The output must reproduce each line of the data word for word.

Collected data
+---+

Issue #2861, opened 2024-03-03
No bits decoded from wmbus T1 Message


kralo:
The following capture is decoded quite nicely with 
`cat <file> | rtl_wmbus -d 3 -s` and yields one T1 Message starting with `0x294468506...`. However that message looks strange to me (some repeating fffffff inside...) so I wanted to decode it with rtl_433.

I tried `rtl_433 -r <file> -R 105 -vvv` or `-R 0 -A` but got no demodulation (nor with R 104).

I know this packet is potentially encrypted.  But I had no luck specifying the decoder with -X "n=a,m=FSK_PCM,short=10,long=10,reset=500"

[rtl_sdr_f868.625M_s2400000_onesampleMbusT1.cu8.zip](https://github.com/merbanan/rtl_433/files/14474650/rtl_sdr_f868.625M_s2400000_onesampleMbusT1.cu8.zip)

kralo:
The triq.org viewer seems to be sensible to the filename and gets slow, so this is another try `capt_rtlsdr_f868.625M_s2400000_onesample_larger_wMbusT1.cu8` 
[2861_sample2.cu8.zip](https://github.com/merbanan/rtl_433/files/14474688/2861_sample2.cu8.zip)

merbanan:
You need to set the correct frequency and sample rate also. (-f and -s)

klohner:
I took a look at this but I don't understand why -R 104 isn't picking this up either.  Am I doing something wrong?

Renaming either sample to something more normalized, I can do:

`rtl_433 -r MbusT1_g001_868.695M_2400k.cu8 -X n=MBUS,m=FSK_PCM,s=10,l=10,r=500,preamble={16}543d`

and get data like:

`{588}3a571c6ac6566a5b1935a6964daa56c5ca539965969693a968d2d659636c68d2d6596b1668d59658d5a5a4b5a65966a398d5964f48ce596b31d0b596972c5c5965a9c9959695a8e6800`

But this doesn't seem to return anything:

`rtl_433 -R 0 -R 104 -r MbusT1_g001_868.695M_2400k.cu8`

Even though, -R 104 is:

`    [104]  Wireless M-Bus, Mode C&T, 100kbps (-f 868.95M -s 1200k)`

and its code seems to look for that same modulation and symbol width:

https://github.com/merbanan/rtl_433/blob/afb5b34709b699bf88aa95b6c577591235a5d591/src/devices/m_bus.c#L1201-L1209

[...]

PR #2883, opened 2024-03-22
ignore 3of6 decoding errors, let CRC fail decoding if necessary, 

klohner:
Addresses [No bits decoded from wmbus T1 Message #2861](https://github.com/merbanan/rtl_433/issues/2861#issuecomment-2013663130)

### DIFF
--- a/src/devices/m_bus.c
+++ b/src/devices/m_bus.c
@@ -59,16 +59,19 @@ static uint8_t m_bus_decode_3of6(uint8_t byte)
 // Bad data must be handled with second layer CRC
 static int m_bus_decode_3of6_buffer(uint8_t const *bits, unsigned bit_offset, uint8_t* output, unsigned num_bytes)
 {
+    int successful_contiguous_bytes = -1;
     for (unsigned n=0; n<num_bytes; ++n) {
         uint8_t nibble_h = m_bus_decode_3of6(bitrow_get_byte(bits, n*12+bit_offset) >> 2);
         uint8_t nibble_l = m_bus_decode_3of6(bitrow_get_byte(bits, n*12+bit_offset+6) >> 2);
         if (nibble_h > 0xf || nibble_l > 0xf) {
             // return -1;  // fail at first 3of6 decoding error
             nibble_l &= 0x0F;  // assume logical 0 nibble if 3of6 decoding error, let CRC fail decoding if necessary
+            successful_contiguous_bytes > -1 || successful_contiguous_bytes = n;  // return count found until the first error
         }
         output[n] = (nibble_h << 4) | nibble_l;
     }
-    return 0;
+    successful_contiguous_bytes > -1 || successful_contiguous_bytes = num_bytes;  // if all data decoded successfully
+    return successful_contiguous_bytes;
 }
 
 // Validate CRC
--- a/src/devices/m_bus.c
+++ b/src/devices/m_bus.c
@@ -31,25 +31,25 @@ static unsigned bcd2int(uint8_t bcd)
 // Mapping from 6 bits to 4 bits. "3of6" coding used for Mode T
 static uint8_t m_bus_decode_3of6(uint8_t byte)
 {
-    uint8_t out = 0xFF; // Error
+    uint8_t out = 0xF0; // Error
     //fprintf(stderr,"Decode %0d\n", byte);
     switch(byte) {
-        case 22:    out = 0x0;  break;  // 0x16
-        case 13:    out = 0x1;  break;  // 0x0D
-        case 14:    out = 0x2;  break;  // 0x0E
-        case 11:    out = 0x3;  break;  // 0x0B
-        case 28:    out = 0x4;  break;  // 0x17
-        case 25:    out = 0x5;  break;  // 0x19
-        case 26:    out = 0x6;  break;  // 0x1A
-        case 19:    out = 0x7;  break;  // 0x13
-        case 44:    out = 0x8;  break;  // 0x2C
-        case 37:    out = 0x9;  break;  // 0x25
-        case 38:    out = 0xA;  break;  // 0x26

+---+

■ **RESPONSE FOR THIS EXERCISE**:
Issue #2861, opened 2024-03-03
No bits decoded from wmbus T1 Message


kralo:
The following capture is decoded quite nicely with 
`cat <file> | rtl_wmbus -d 3 -s` and yields one T1 Message starting with `0x294468506...`. However that message looks strange to me (some repeating fffffff inside...) so I wanted to decode it with rtl_433.

I tried `rtl_433 -r <file> -R 105 -vvv` or `-R 0 -A` but got no demodulation (nor with R 104).

I know this packet is potentially encrypted.  But I had no luck specifying the decoder with -X "n=a,m=FSK_PCM,short=10,long=10,reset=500"

[rtl_sdr_f868.625M_s2400000_onesampleMbusT1.cu8.zip](https://github.com/merbanan/rtl_433/files/14474650/rtl_sdr_f868.625M_s2400000_onesampleMbusT1.cu8.zip)

kralo:
The triq.org viewer seems to be sensible to the filename and gets slow, so this is another try `capt_rtlsdr_f868.625M_s2400000_onesample_larger_wMbusT1.cu8` 
[2861_sample2.cu8.zip](https://github.com/merbanan/rtl_433/files/14474688/2861_sample2.cu8.zip)

merbanan:
You need to set the correct frequency and sample rate also. (-f and -s)

klohner:
I took a look at this but I don't understand why -R 104 isn't picking this up either.  Am I doing something wrong?

Renaming either sample to something more normalized, I can do:

`rtl_433 -r MbusT1_g001_868.695M_2400k.cu8 -X n=MBUS,m=FSK_PCM,s=10,l=10,r=500,preamble={16}543d`

and get data like:

`{588}3a571c6ac6566a5b1935a6964daa56c5ca539965969693a968d2d659636c68d2d6596b1668d59658d5a5a4b5a65966a398d5964f48ce596b31d0b596972c5c5965a9c9959695a8e6800`

But this doesn't seem to return anything:

`rtl_433 -R 0 -R 104 -r MbusT1_g001_868.695M_2400k.cu8`

Even though, -R 104 is:

`    [104]  Wireless M-Bus, Mode C&T, 100kbps (-f 868.95M -s 1200k)`

and its code seems to look for that same modulation and symbol width:

https://github.com/merbanan/rtl_433/blob/afb5b34709b699bf88aa95b6c577591235a5d591/src/devices/m_bus.c#L1201-L1209

[...]

PR #2883, opened 2024-03-22
ignore 3of6 decoding errors, let CRC fail decoding if necessary, 

klohner:
Addresses [No bits decoded from wmbus T1 Message #2861](https://github.com/merbanan/rtl_433/issues/2861#issuecomment-2013663130)

### DIFF
--- a/src/devices/m_bus.c
+++ b/src/devices/m_bus.c
@@ -59,16 +59,19 @@ static uint8_t m_bus_decode_3of6(uint8_t byte)
 // Bad data must be handled with second layer CRC
 static int m_bus_decode_3of6_buffer(uint8_t const *bits, unsigned bit_offset, uint8_t* output, unsigned num_bytes)
 {
+    int successful_contiguous_bytes = -1;
     for (unsigned n=0; n<num_bytes; ++n) {
         uint8_t nibble_h = m_bus_decode_3of6(bitrow_get_byte(bits, n*12+bit_offset) >> 2);
         uint8_t nibble_l = m_bus_decode_3of6(bitrow_get_byte(bits, n*12+bit_offset+6) >> 2);
         if (nibble_h > 0xf || nibble_l > 0xf) {
             // return -1;  // fail at first 3of6 decoding error
             nibble_l &= 0x0F;  // assume logical 0 nibble if 3of6 decoding error, let CRC fail decoding if necessary
+            successful_contiguous_bytes > -1 || successful_contiguous_bytes = n;  // return count found until the first error
         }
         output[n] = (nibble_h << 4) | nibble_l;
     }
-    return 0;
+    successful_contiguous_bytes > -1 || successful_contiguous_bytes = num_bytes;  // if all data decoded successfully
+    return successful_contiguous_bytes;
 }
 
 // Validate CRC
--- a/src/devices/m_bus.c
+++ b/src/devices/m_bus.c
@@ -31,25 +31,25 @@ static unsigned bcd2int(uint8_t bcd)
 // Mapping from 6 bits to 4 bits. "3of6" coding used for Mode T
 static uint8_t m_bus_decode_3of6(uint8_t byte)
 {
-    uint8_t out = 0xFF; // Error
+    uint8_t out = 0xF0; // Error
     //fprintf(stderr,"Decode %0d\n", byte);
     switch(byte) {
-        case 22:    out = 0x0;  break;  // 0x16
-        case 13:    out = 0x1;  break;  // 0x0D
-        case 14:    out = 0x2;  break;  // 0x0E
-        case 11:    out = 0x3;  break;  // 0x0B
-        case 28:    out = 0x4;  break;  // 0x17
-        case 25:    out = 0x5;  break;  // 0x19
-        case 26:    out = 0x6;  break;  // 0x1A
-        case 19:    out = 0x7;  break;  // 0x13
-        case 44:    out = 0x8;  break;  // 0x2C
-        case 37:    out = 0x9;  break;  // 0x25
-        case 38:    out = 0xA;  break;  // 0x26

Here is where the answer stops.